Records provided |
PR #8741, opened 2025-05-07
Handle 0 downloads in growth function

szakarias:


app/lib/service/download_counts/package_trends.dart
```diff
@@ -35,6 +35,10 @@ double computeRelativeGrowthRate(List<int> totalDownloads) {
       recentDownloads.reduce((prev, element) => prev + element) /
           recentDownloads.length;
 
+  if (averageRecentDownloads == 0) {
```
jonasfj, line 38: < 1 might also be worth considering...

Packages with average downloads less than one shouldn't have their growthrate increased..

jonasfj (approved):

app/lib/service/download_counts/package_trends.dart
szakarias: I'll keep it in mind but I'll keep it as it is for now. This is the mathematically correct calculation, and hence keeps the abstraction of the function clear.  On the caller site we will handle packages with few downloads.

* * *

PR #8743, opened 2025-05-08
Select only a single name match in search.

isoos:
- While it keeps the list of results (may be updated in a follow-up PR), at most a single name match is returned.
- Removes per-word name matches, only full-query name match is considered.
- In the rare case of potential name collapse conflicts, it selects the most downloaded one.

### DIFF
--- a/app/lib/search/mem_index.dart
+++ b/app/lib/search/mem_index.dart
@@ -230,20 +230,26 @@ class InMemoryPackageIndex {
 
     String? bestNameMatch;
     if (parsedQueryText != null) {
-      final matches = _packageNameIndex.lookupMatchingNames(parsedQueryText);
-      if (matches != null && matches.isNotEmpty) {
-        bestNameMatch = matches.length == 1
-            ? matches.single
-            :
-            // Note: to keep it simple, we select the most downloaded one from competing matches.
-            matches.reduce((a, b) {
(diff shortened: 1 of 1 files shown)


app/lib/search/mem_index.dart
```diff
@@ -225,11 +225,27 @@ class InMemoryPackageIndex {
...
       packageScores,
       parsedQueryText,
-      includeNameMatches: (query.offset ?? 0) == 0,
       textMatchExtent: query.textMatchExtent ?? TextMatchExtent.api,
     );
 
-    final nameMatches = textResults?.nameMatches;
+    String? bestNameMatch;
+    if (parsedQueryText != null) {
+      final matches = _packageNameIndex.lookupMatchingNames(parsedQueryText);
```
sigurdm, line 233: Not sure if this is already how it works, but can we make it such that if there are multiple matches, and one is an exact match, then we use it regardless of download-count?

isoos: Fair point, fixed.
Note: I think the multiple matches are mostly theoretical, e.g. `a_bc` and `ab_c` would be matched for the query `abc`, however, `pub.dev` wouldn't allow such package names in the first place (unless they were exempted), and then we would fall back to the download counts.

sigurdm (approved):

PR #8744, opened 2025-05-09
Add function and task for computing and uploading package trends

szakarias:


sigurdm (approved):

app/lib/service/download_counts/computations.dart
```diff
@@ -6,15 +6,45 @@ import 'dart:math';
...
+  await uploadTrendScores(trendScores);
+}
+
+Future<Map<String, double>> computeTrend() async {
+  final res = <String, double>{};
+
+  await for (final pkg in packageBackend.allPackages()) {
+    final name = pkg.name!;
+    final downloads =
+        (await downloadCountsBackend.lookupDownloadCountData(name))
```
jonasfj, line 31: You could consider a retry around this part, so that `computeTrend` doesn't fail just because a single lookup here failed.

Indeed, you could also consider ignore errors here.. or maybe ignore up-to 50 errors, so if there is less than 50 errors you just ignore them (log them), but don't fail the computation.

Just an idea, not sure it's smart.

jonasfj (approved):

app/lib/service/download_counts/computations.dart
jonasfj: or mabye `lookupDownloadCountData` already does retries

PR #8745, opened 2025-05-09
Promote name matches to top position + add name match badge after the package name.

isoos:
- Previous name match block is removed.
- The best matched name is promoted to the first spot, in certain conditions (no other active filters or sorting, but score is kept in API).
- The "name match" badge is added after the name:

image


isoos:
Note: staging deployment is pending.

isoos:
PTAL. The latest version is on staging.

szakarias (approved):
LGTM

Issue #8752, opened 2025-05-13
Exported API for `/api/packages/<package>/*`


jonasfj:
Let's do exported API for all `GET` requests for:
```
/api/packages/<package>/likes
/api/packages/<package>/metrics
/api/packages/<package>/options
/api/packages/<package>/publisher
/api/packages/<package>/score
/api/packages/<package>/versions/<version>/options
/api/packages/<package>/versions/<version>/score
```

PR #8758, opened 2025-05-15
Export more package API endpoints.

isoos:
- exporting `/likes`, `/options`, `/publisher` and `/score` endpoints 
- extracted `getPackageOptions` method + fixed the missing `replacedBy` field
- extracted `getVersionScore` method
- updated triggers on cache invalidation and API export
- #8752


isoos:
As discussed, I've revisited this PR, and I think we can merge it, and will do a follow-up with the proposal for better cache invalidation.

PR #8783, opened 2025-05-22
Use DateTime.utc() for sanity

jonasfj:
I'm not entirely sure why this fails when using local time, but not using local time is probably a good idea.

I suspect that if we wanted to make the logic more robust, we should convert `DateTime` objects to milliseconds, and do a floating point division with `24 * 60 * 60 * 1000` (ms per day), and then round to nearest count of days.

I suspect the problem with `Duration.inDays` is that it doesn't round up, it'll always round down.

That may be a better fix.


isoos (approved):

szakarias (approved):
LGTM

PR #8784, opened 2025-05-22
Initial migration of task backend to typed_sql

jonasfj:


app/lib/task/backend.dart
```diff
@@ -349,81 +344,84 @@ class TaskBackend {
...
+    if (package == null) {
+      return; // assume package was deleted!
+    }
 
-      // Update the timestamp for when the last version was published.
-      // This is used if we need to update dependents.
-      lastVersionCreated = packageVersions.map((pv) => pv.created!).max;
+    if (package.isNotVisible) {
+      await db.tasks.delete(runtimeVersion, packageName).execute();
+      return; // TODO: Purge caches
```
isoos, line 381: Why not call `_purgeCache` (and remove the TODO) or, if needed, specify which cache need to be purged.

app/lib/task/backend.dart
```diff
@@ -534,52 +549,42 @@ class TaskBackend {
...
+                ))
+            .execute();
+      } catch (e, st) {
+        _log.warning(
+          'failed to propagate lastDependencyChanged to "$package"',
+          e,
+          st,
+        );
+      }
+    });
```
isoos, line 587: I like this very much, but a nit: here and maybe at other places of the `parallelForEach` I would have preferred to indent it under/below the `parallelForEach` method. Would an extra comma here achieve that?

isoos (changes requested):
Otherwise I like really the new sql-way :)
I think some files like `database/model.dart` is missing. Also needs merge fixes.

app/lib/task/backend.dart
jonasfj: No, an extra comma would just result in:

Exercise directions | Your answer must consist of every line in the listing that contains "idea".

Your solution |
Just an idea, not sure it's smart.
I'm not entirely sure why this fails when using local time, but not using local time is probably a good idea.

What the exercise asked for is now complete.